WORK INSTRUCTIONS:
Whenever the string "tokens" appears in a line below, please copy the line out.

Stored data entries
---*---
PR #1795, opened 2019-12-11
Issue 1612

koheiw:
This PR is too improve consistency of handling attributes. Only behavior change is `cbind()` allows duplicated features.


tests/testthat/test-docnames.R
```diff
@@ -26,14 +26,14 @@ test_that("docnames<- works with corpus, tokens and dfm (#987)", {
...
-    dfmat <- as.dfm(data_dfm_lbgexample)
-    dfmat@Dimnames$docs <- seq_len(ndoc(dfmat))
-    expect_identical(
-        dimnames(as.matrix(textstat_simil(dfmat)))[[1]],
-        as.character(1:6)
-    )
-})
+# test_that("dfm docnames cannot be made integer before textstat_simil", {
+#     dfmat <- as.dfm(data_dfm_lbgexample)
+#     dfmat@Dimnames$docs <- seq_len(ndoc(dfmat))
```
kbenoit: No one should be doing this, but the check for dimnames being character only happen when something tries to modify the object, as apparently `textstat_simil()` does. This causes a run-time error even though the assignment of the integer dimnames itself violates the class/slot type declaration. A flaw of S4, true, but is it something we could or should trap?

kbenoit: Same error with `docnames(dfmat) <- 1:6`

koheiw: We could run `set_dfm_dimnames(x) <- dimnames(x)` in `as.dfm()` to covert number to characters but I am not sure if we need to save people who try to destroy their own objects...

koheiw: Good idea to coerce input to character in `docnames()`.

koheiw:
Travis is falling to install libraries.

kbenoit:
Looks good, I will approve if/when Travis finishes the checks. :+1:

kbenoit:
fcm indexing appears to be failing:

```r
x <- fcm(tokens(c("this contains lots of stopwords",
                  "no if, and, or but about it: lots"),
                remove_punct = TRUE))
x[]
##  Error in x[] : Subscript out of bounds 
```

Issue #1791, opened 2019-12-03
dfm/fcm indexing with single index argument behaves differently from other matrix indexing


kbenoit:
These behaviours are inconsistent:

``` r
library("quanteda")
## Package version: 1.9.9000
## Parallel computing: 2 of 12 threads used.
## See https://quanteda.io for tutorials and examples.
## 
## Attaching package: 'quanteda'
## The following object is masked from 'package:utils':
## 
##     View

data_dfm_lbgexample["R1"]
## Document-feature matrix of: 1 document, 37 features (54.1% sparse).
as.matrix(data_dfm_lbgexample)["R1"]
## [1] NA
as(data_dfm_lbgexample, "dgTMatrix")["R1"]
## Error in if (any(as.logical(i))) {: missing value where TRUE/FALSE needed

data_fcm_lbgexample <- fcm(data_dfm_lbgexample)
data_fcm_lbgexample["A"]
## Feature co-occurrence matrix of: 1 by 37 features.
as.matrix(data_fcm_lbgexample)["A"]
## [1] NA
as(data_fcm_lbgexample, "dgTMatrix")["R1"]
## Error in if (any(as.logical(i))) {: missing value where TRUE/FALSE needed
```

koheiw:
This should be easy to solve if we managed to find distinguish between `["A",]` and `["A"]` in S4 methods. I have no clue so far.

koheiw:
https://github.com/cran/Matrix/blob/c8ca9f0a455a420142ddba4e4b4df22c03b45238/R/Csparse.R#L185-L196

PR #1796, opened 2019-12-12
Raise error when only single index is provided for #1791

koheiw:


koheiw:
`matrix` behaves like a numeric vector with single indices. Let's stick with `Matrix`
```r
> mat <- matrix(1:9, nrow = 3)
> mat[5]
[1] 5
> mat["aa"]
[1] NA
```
---*---
RESULT OF THE TASK:
@@ -26,14 +26,14 @@ test_that("docnames<- works with corpus, tokens and dfm (#987)", {
x <- fcm(tokens(c("this contains lots of stopwords",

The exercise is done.